I'm trying to figure out a way to determine if a value falls within a Range
in Swift.
Basically what I'm trying to do is adapt one of the switch statement examples to do something like this:
let point = (1, -1)
switch point {
case let (x, y) where (0..5).contains(x):
println("(\(x), \(y)) has an x val between 0 and 5.")
default:
println("This point has an x val outside 0 and 5.")
}
As far as I can tell, there isn't any built in way to do what my imaginary .contains
method above does.
So I tried to extend the Range
class. I ended up running into issues with generics though. I can't extend Range<Int>
so I had to try to extend Range
itself.
The closest I got was this but it doesn't work since >=
and <=
aren't defined for ForwardIndex
extension Range {
func contains(val:ForwardIndex) -> Bool {
return val >= self.startIndex && val <= self.endIndex
}
}
How would I go about adding a .contains
method to Range
? Or is there a better way to determine whether a value falls within a range?

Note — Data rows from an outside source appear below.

Issue #93, opened 2017-08-30
Implement the Racket number pyramid


vishesh:
Racket numbers are exact, in-exact, complex and can be arbitrarily large as opposed to 64-bit floats in JavaScript. 

- Whalesong and Pyret use Danny Yoo's [`js-numbers`](https://github.com/brownplt/pyret-lang/blob/master/src/js/base/js-numbers.js) library. IIRC the library itself models the number pyramid, and hence can be used directly.

vishesh:
@glebm If you are interested you can take this. A lot of people ask about this.

avelino:
PR merged, I think you can close this issue

vishesh:
@avelino: The PR references this issue, but not fixes it.

samth:
1. Danny Yoo implemented the full numeric tower, it's part of the wescheme implementation here: https://github.com/bootstrapworld/wescheme2012/blob/master/war-src/js/js-runtime/js-numbers.js
2. Modern browsers now have bignums, which would make that code a lot faster.

vishesh:
Native `BigInt` is great news! Thanks for update!!

sorawee:
It still doesn't support fractions though, so we probably want to use a library for that instead of reinventing the wheel. https://github.com/infusion/Fraction.js/blob/master/bigfraction.js looks promising to me (it uses `BigInt` under the hood -- most other libraries implement their own `BigInt` too).

PR #127, opened 2017-09-11
Fix broken HTDP libs

vishesh:
HTDP got broken after changes after improvements to identifier normalization improvements (expect more breaks :( in future around code that use FFI).

I'm putting this on CR to get some feedback on how to handle `this` stuff in JavaScript in future from RacketScript. Its not a safe thing to use, and particularly when you are using it in a callback. What this patch does is to extend[1] lambda's bind `this` with a variable, which will make it safe to use in callbacks and so.

Should we encourage something like this in our FFI  whenever `this` is involved? There will always be raw low-level `this` available if one actually needs that.

[1] https://github.com/vishesh/racketscript/compare/develop...task/fix-htdp-libs?expand=1#diff-6a9c6fd3ed8118a4107bf70798eb983bR47

@stchang @glebm

### DIFF
--- a/racketscript-extras/racketscript/htdp/image.rkt
+++ b/racketscript-extras/racketscript/htdp/image.rkt
@@ -124,7 +124,8 @@
 
 (define-proto EmptyScene
   (λ (width height borders?)
-    (set-object! #js*.this
+    #:with-this this
+    (set-object! this
                  [type      "empty-scene"]
                  [width     width]
                  [height    height]
@@ -135,7 +136,8 @@
 
 (define-proto Text
   (λ (text size color face family style weight underline?)
-    (set-object! #js*.this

Edit2: This seems to work to extend Range
extension Range {
func contains(val:T) -> Bool {
for x in self {
if(x == val) {
return true
}
}
return false
}
}
var a = 0..5
a.contains(3) // true
a.contains(6) // false
a.contains(-5) // false
I am very interested in the ~= operator mentioned below though; looking into that now.
You can do it with the ~=
operator:
let point = (1, -1)
switch point {
case let (x, y) where (0..5) ~= x:
println("(\(x), \(y)) has an x val between 0 and 5.")
default:
println("This point has an x val outside 0 and 5.")
}
You can also do it directly in a switch:
let point = (1, -1)
let (x, y) = point
switch x {
case 0..5:
println("yes")
default:
println("no")
}
~=
is the pattern match operator used by case statements. See details in the docs.